# MasterFlux BLDC Air con system



## Vortex (Aug 17, 2012)

I purchased a MasterFlux compressor and 4 way reversing valve to run a RC air con system in my EV. However the Subaru Vortex donor car was never fitted with AC although it was an option. So I need to build from scratch. My intention was to buy the a condenser and evaporator for a similar sized car from the wreckers. I also understand I can't use a standard expansion valve as they are a one way device and I must use a fixed orifice tube instead. Has anyone attempted this and could they pass on some experiences and advice


----------



## Roy Von Rogers (Mar 21, 2009)

Vortex said:


> I purchased a MasterFlux compressor and 4 way reversing valve to run a RC air con system in my EV. However the Subaru Vortex donor car was never fitted with AC although it was an option. So I need to build from scratch. My intention was to buy the a condenser and evaporator for a similar sized car from the wreckers. I also understand I can't use a standard expansion valve as they are a one way device and I must use a fixed orifice tube instead. Has anyone attempted this and could they pass on some experiences and advice


 
It doesnt matter if you use an expansion valve or a fixed tube, you must have a bypass at evaporator in order to use it as a heatpump and must have the same at the condensor plus a metering device. You need to realize in heatpump mode the condensor is the evaporator and evaporator the condensor (giving heat). 

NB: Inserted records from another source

PR #2226, opened 2021-05-24
docs: add documentation about resource requests

### LINKED ISSUE #2085: Document resource requests for core components

consideRatio:
This documents the current situation on how to set resource requests and closes #2085.

- Is the location of this documentation section okay?
- Are there something missing from the documentation of relevance to convey?
- Is the language okay?

An action point list from #2085 made by @minrk, self-checked by me.
- [x] explain a bit of background about resource reservations and when they are useful
- [x] identify all components that might want resource requests
- [x] identify reasonable values for key pods (mainly hub and proxy) and ranges based on load (e.g. using [mybinder.org as a reference point for high load](https://grafana.mybinder.org/d/GYEYQm7ik/components-resource-metrics?orgId=1&refresh=1m))
  - [x] I've provided reasonable recommendations for requests for a reliable configuration.
  - [x] I've opted not to try provide a recommendation for a smaller deployment because it is a grey scale and I lack information about it.


doc/source/administrator/optimization.md
```diff
@@ -383,3 +383,133 @@ Choosing the right _limit to guarantee ratio_ ratio is an art, not a science.
...
+| prePuller.hook.resources                | hook-image-awaiter            | 0, 0                             | The container just polls the k8s api-server. Will require minimal resources.                                                                                                                                                                                                                                                       |
+| singleuser.cpu\|memory.guarantee\|limit | jupyter-username              | 0, 1G                            | The configuration syntax is different because it is native to the Spawner base class rather than Kubernetes. It is commonly useful to guarantee a certain amount of memory rather than CPU to help users share CPU with each other.                                                                                                |
+
+### Example resource requests for high reliability
+
+Here are some examples of resource requests reasonable for a larger deployment.
+If you collect metrics on the resource usage of pods in your k8s cluster
+(Prometheus) and have dashboards showing you its usage (Grafana), you could
+tweak these over time.
```
manics, line 471: What counts as a "larger deployment"? If it's mybinder.org you could say that, and also link to the relevant mybinder.org grafana dashboards?

manics (commented):
Looking good! I made a first pass over it.

doc/source/administrator/optimization.md
```diff
@@ -383,3 +383,133 @@ Choosing the right _limit to guarantee ratio_ ratio is an art, not a science.
...
+
+   Check the namespace where you deploy JupyterHub for such resource by doing
+   `kubectl get limitrange --namespace <k8s-namespace>`.
+
+1. Setting only resource limits _will make_ k8s assume the same in resource
+   requests, but setting only resource requests _will not make_ k8s assume any
+   resource limits.
+
+1. Setting resource requests improves the reliability of the container's
+   execution. Setting resource limits improves the consistency of the execution
```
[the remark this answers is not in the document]
consideRatio: Yeah hahah i figured when I wrote that that it would be not so obvious what i meant, but I felt that it would be troublesome to explain it in detail as well.

By limiting your pod to a certain memory for example, you can consistently make it crash by trying to surpass the limit. But, for a higher reliability of the containers execution the limit could be removed. It is then less prone to crash due to memory limits, but less consistent in when it does.

doc/source/administrator/optimization.md
```diff
@@ -383,3 +383,133 @@ Choosing the right _limit to guarantee ratio_ ratio is an art, not a science.
...
+   of the specific container and other containers on the nodes.
+
+1. Requested memory is reserved and unavailable for other containers on a node
+   to use, but any requested CPU can be used by other containers until its
+   required by the requesting container.
+
+1. A container running out of memory is typically terminated and restarted as a
+   process is killed by a _Out Of Memory Killer_ (OOMKiller). When this happens
```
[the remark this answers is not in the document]
consideRatio: Hmmmm, not sure if I understand your question, but...

1. A pod managed by a replicaset or statefulset could be recreated, for example if it is evicted from a node that is about to undergo maintenance of if another pod with higher priority evicts it to be able to be scheduled on a node.
2. A container can restart independent of having the entire pod be recreated, which is in other words something that can happen with a standalone pod. This is what I'm referring to here.

doc/source/administrator/optimization.md
```diff
@@ -383,3 +383,133 @@ Choosing the right _limit to guarantee ratio_ ratio is an art, not a science.
...
+
+1. Software may not be able to make use of more than 1 CPU because it doesn't
+   support running code concurrently across multiple CPU cores. The `hub` pod
+   running JupyterHub in Python and the `proxy` pod running
+   ConfigurableHTTPProxy in NodeJS are such applications.
+
+Some additional more technical details are:
+
+1. A container requesting `0` CPU will still be granted a share of `0.002` CPU,
+   or `2m` CPU, it is a lower limit.
```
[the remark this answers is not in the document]
consideRatio: Yes I know =/ Well, i think it is out of scope for k8s to declare it, but the docker Container Runtime Interface (CRI) at least does this. I considered this as well and decided that it was better to not try to make a disclaimer about that it may not be true with different CRI or different configurations of that CRI etc.

I think its a relevant point to clarify that one can expect 0 0 requests to actually be granted some minimal share of a CPU. If you would schedule something to run with absolute zero CPU it wouldn't make sense at all anyhow so I think its safe to guess all CRI will provide some minimum.

doc/source/administrator/optimization.md
consideRatio: I'm not sure, I guess I meant "if you are so large that you don't care about allocating 1 CPU to the hub and proxy pod to ensure stability over minimizing cost".

doc/source/administrator/optimization.md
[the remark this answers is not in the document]
consideRatio: I updated "container engine" to "container runtime".

doc/source/administrator/optimization.md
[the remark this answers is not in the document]
consideRatio: A pod can have a restartPolicy, and this is a description on how containers should behave. Should they restart on failure / completion etc?

https://kubernetes.io/docs/concepts/workloads/pods/pod-lifecycle/#restart-policy

doc/source/administrator/optimization.md
consideRatio: I rewrote it as the following in 041d37f

> Here are some examples of resource requests that could be reasonable for adeployment where service reliability and performance matters more thanminimizing the required capacity on nodes.

doc/source/administrator/optimization.md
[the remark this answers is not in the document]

Btw there is no such thing as a four way reversing valve, its just a reversing valve wich needs 4 tubes to do the reversing.

Roy


----------



## acarstensen (Sep 4, 2012)

You will need something like this valve from Sanhua:

http://www.zjshc.com/Esanhuaweb/productsdetail.asp?id=105

Also, the heat pump mode is not really effective in cold climates.


----------



## acarstensen (Sep 4, 2012)

You may also want to look at this link:

http://www.refrigerationbasics.com/RBIII/heat_pumps1.htm

Tony


----------



## Vortex (Aug 17, 2012)

Thanks Roy. I agree on the valve name but thats what Danfoss call it.


----------



## Vortex (Aug 17, 2012)

I already have a Danfoss reversing valve. Thanks for the refridgeration link, havent seen it before and its very good.


----------



## Nathan219 (May 18, 2010)

Have you talked to Master flux? They don't recommend heat pumps for vehicle applications. If you are dead set on a heat pump, go for it, but a resistive heater would be more efficient option. Good luck, keep us posted!


----------



## Roy Von Rogers (Mar 21, 2009)

Vortex said:


> Thanks Roy. I agree on the valve name but thats what Danfoss call it.


Dont know the reason they call it 4 way, if they do want to use that it would be more like 2 way...lol

Let me explain a bit so you know how heatpumps operate in a home enviroment.

In heat mode the outside (condensor) gets cold enough to were it frosts up, to the point it needs to be defrosted. They determine that it needs to be defrosted with a sensor. So they turn the unit in to cool mode without running the outside fan, in order to defrost the condensor coil. 

In order for the inside unit not to throw cold air in to the house, they have an electric heating element, to offset the cooling at the time of defrost. In other words, they use the inside heat to defrost the outside coil.

To use such a system in an EV one has to account for what is needed to make it operate properly, as mentioned above.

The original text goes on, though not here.